Ergenlik döneminde regl olmaya başlayan kadınlar menopoz dönemine kadar ortalama 28 aralıklarla adet görürler. Bazı faktörler adet düzeninin bozulmasına neden olabilir. Örneğin kilo değişimleri, mevsim değişiklikler, stres ya da geçirilen hastalıklar adet düzenini bozabilir. Bir yıl içinde yaşanan bir-iki düzensizlik normal karşılanabilir. Fakat sürekli düzensizlikler yaşanması durumu pek normal sayılmaz. Adet kanamasının çok seyrek olması ya da gereğinden uzun sürmesi sağlık açısından dikkat edilmesi gereken bir noktadır.
Düzenli olarak adet gören bir kadının adetinde gecikme olmuşsa ilk akla hamilelik gelir. Hamilelik durumunun tespit edilmesi için idrar testi kullanılabilir.
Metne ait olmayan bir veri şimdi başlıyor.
PR #1479, opened 2015-05-28
Fix gateway-per-if change for release26

sjmh:
This reverts part of 4c039ae3eb178caca7ade71b8deab79e328f3d3f. The
'gateway' variable is not part of the interface data in 2.6 and
causes any system with network information to fail template generation.


jmaas:
Thanks for fixing this silly mistake. It's causing much annoyance for some users :(

PR #1489, opened 2015-06-03
cobbler/remote: fix network interface edit/add from CLI

nacc:
If you try to run `cobbler system edit --interface=<> --mac-address`
with master, no edit results, and interfaces remains an empty
dictionary. The issue is that 38f7e00959 ("Split system's network
interface fields from system fields") removed some of the special hacks
for network interface fields, but did not update the helper function
used by the xapi_edit code.

Fixes: 38f7e00959 ("Split system's network interface fields from system fields")

### DIFF
--- a/cobbler/remote.py
+++ b/cobbler/remote.py
@@ -904,9 +904,8 @@ class CobblerXMLRPCInterface:
         if f in ("delete_interface", "rename_interface"):
             return True
 
-        k = "*%s" % f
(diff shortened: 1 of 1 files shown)


nacc:
Note that there are still some issues with the references to item_system.FIELDS since the commit mentioned above, I think they all need to be audited if they should be changed to item_system.FIELDS + item_system.NETWORK.

PR #1497, opened 2015-06-08
cli/report: fix interface iteration in cobbler system report

nacc:
`cobbler system report` simply spits out interface names currently, but
doens't print any of their data. This is because the interface data
fields from the system object have been reorganized, but the
pretty-printing code used by system report has not been updated to:

  1) iterate over the new field definitions (stored in a new variable)
  2) not look for specially-formatted strings (starting with *)

Fix both these issues.

Fixes: 38f7e00959 ("Split system's network interface fields from system fields")


alanoe:
Jorgen: As I was the one that introduced these regressions, I'd like to review those CLI fixes before merging.

jmaas:
Merging.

Fakat en doğru sonucu kan testi verecektir. Eğer gecikmenin nedeni hamilelik değilse, arkada yatan sebepler mutlaka araştırılmalıdır. Stres, kullanılan ilaçlar, hormonal hastalıklar, rahim ve yumurtalıkları ilgilendiren hastalıklar (myom, kist gibi...) adet gecikmesine neden olabilir. Öte yandan aşırı egzersiz de önemli bir nedendir. Bu yüzden spor yapan kadınlarda adet düzensizliği çok gözlemlenir.
Stres ağır adet gecikmesinin nedenleri arasındadır. Kişi kendisini psikolojik olarak rahatlatmalıdır. Bunun dışında adet döneminde bir hastalığa yakalanılmışsa adet düzeni bozulabilir. Kullanılan ilaçların bünyeyi etkilemesi nedeniyle gecikmelerin yaşanması normal karşılanabilir.
Stresten, hastalıklardan, kullanılan ilaçlardan dolayı meydana gelen adet gecikmeleri normal karşılanabilir. Öte yandan bazı gecikmeler ciddi sağlık sorunlarının habercisi olabilir. Bunları belirlemek için farklı testler uygulanabilir.
Hormon bozukluklarından kaynaklanan hastalıklar adet gecikmesine sebep olabilir. Bu durumu incelemek için kanda yer alan bazı hormonların dengesine bakılır. Bakılan hormonlar arasında FSH, LH, estradiol, testesteron, böbrek üstü bezi ile ilgili hormonlar, süt salgılatan hormon belirleyici rol oynamaktadır. Tiroid hormonunun az veya çok salgılanması da ara ara adet kanaması gibi kanamaların oluşmasına neden olabilir.
Yeme bozuklukları da adet gecikmesinin nedenleri arasındadır. Düzenli beslenilmediğinde beynin hipotalamus bölgesi etkilenir ve hipofiz bezi ile yumurtalıkların çalışması bozulabilir. Aşırı egzersiz ve stres yeme bozukluğuna neden olabileceği için dolaylı yoldan da adet gecikmesinin nedenleri arasında sayılabilir. Beyinde oluşan tümör, baş travmaları, beynin radyasyona maruz kalması da aynı sebepten etkilidir.
Hipofiz bezinde hastalık olması salgılanan hormonların dengesiz olması demektir. Dengesiz hormonlar adet gecikmesine neden olabilir. Psikiyatrik ilaçlar veya hipofiz bezinde oluşan iyi huylu tümörler süt salgılatan hormon olan prolaktinin fazla salgılanmasına sebep olur. Fazla salgılanan prolaktin de adet gecikmesine sebep olur.
Rahim ve yumurtalıklar ile ilgili sorunlar da adet düzensizliklerine neden olur. (Myom, kist gibi...)
Öte yandan 15-16 yaşlarında bir genç kızın adet görmüş olması gerekir. Eğer henüz adet olunmadıysa bunun arkasında yatan nedenler mutlaka araştırılmalıdır.